Wide receiver Darius Reynolds said he learned from that game and is taking a different approach this year.
"To me, the game on Saturday is already forgotten about," Reynolds said Monday. "I'm just going to start watching film on UConn, start studying them up a little bit, learning their defense and the coverages and seeing what matchups I'll get.
"Last year I didn't really do that. It was more about bragging and boasting about the Texas victory and how we beat them."
Rhoads said there was no doubt his team started the Kansas game with a Texas-sized hangover. The Cyclones managed only five first downs in the opening half and got their only touchdown of the half on a punt return.
"That's why I think that was such a very big win," Rhoads said. "We did struggle. But we fought through that struggle and found a way to win that football game. They came in and hit us in the mouth and we responded. Now, you'd rather go into it and not have to be forced to respond. You'd rather go out and start executing and playing fast from play one."
Rhoads said he didn't think a letdown was the problem when Texas A&M routed the Cyclones after their victory over Nebraska.
"We were out of gas," he said. "It was later in the season. It was game nine and we hadn't had an open date. Our football team was running on empty."
It would be easy for the Cyclones to keep soaking up the glow from their victory over Iowa. They had lost three straight to the Hawkeyes and had managed only one touchdown in those games. They scored six TDs on Saturday.
But defensive back Leonard Johnson said he and his teammates have to forget about Saturday.
"It's hard to do," he said. "Of course it is. But you've just got to do it."
Johnson had done his part to push the Hawkeyes aside. After the game, he put a photo of himself celebrating on his Twitter account. He has since taken it down.
"The Iowa win was good. I'm going to still think about it every day," he said. "(But) find a way to put it behind you and focus on the next opponent."
Quarterback Steele Jantz, playing just his second major-college game, stung Iowa with four touchdown passes and converted several third-and-long and fourth-down situations. Jantz led the Cyclones to the tying touchdown with 1:17 left in regulation, then directed them to TDs in each of the three overtime periods.
The week before, Jantz produced two touchdowns in the last 4 1/2 minutes of a 20-19 victory over Northern Iowa, scoring the game winner himself on 1-yard sneak with 40 seconds left.
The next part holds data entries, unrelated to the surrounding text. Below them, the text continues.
PR #2873, opened 2023-09-13
[FIX] headers_overlay: reselect full column or row as dataseries range 

khpa-odoo:
## Description:

Steps to reproduce:
- Click on header "B" and insert a chart.
- Click on selection input to edit the chart data series and then click on
  header "A". The data is now "A:A".
- Click on header "B" again. The data series should be updated with "B:B",
  but nothing happens instead.

This issue is created since the boolean `waitingForMove` is true when a
column is currently selected, and a user tries to reselect that column
while editing chart dataseries. In this case, `startMovement` method is called
followed by an early return and hence `startSelection` is not called.

The root cause of this bug is that the `startMovement` feature should
only be activated by the active grid selection and not while using
`SelectionInput` or selecting a range while editing a cell. This commit
introduces a new getter `isGridSelectionActive` in order to identify if
some features should be accessible or not to the end user.

An ulterior pull request will address the other features that should be
deactivated while not using the grid selection, (like autofill, merge,
...)

Task: : [3481617](https://www.odoo.com/web#id=3481617&menu_id=4720&cids=2&action=333&active_id=2328&model=project.task&view_type=form)

## review checklist

- [ ] exportable in excel
- [ ] unit tested
- [ ] clean commented code
- [ ] track breaking changes

### DIFF
--- a/src/components/headers_overlay/headers_overlay.ts
+++ b/src/components/headers_overlay/headers_overlay.ts
@@ -197,7 +197,13 @@ abstract class AbstractResizer extends Component<ResizerProps, SpreadsheetChildE
       return;
     }
     if (this.state.waitingForMove === true) {
-      this.startMovement(ev);
+      if (!this.env.model.getters.isGridSelectionActive()) {
+        this._selectElement(index, false);
+      } else {
+        // FIXME: Consider reintroducing this feature for all type of selection if we find
+        // a way to have the grid selection follow the other selections evolution
+        this.startMovement(ev);
+      }
       return;
     }
     if (this.env.model.getters.getEditionMode() === "editing") {
--- a/src/plugins/ui/selection.ts
+++ b/src/plugins/ui/selection.ts
@@ -107,6 +107,7 @@ export class GridSelectionPlugin extends UIPlugin {
     "getSheetPosition",
     "isSelected",
     "getElementsFromSelection",
+    "isGridSelectionActive",
   ] as const;
 
   private gridSelection: {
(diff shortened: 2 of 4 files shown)


rrahir:
The issue is not about the selection input, it's rather about some features being specifically dedicated to the "grid selection" and not the other (composer or selection input as it turns out there are only 2 other selection streams). Such features should probably be disabled when not dealing with the grid selection. This means going further in the fix and I think it's important to discuss this with the team.

2 generic commands relative to the PR form:
The commit title is wrong - the fix clearly does not take place in selection input...
The commit description does not represent the actual issue. The manipulation you describe here works perfectly...
Please pay attention to this. Documenting a change properly is more important than the change itself.

khpa-odoo:
@rrahir Regarding the commit message, I've changed it and I'm sorry for the oversight... I'll be cautious henceforth!

About disabling some features when not dealing with 'grid selection', I'll be awaiting the team's consensus to know the desired results before proceeding further with the fix :-)

src/components/headers_overlay/headers_overlay.ts
```diff
@@ -197,6 +197,9 @@ abstract class AbstractResizer extends Component<ResizerProps, SpreadsheetChildE
       return;
     }
     if (this.state.waitingForMove === true) {
+      if (!this.env.model.getters.isGridSelectionActive()) {
+        this._selectElement(index, false);
+      }
       this.startMovement(ev);
```
khpa-odoo, line 203: @rrahir Are we really disabling `startMovement` as mentioned in commit description?

Although IMO, `startMovement` should not be disabled to allow drag and drop of cols/rows while using 'SelectionInput'. (Gsheet allows it too)

LucasLefevre: Yes because it really is moving the columns/rows, not just the selection.
I agree it could be nice if it would move the selection (in the selection input), but this is a stable release, we can't reinvent the feature. It can be an improvement for master (but it's not a priority)

VincentSchippefilt:
robodoo r+

rrahir:
@robodoo r+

He will soon face a Connecticut defense that's giving up only 214 yards a game and has allowed opponents to complete just 47 percent of their passes. The Huskies (1-1) also have recorded eight sacks.
Can he keep it up?
"I think he can," wide receiver Josh Lenz said. "I think a lot of it's just natural for him. He's just a natural quarterback. He has a knack of making plays when he needs to and that's what he's doing."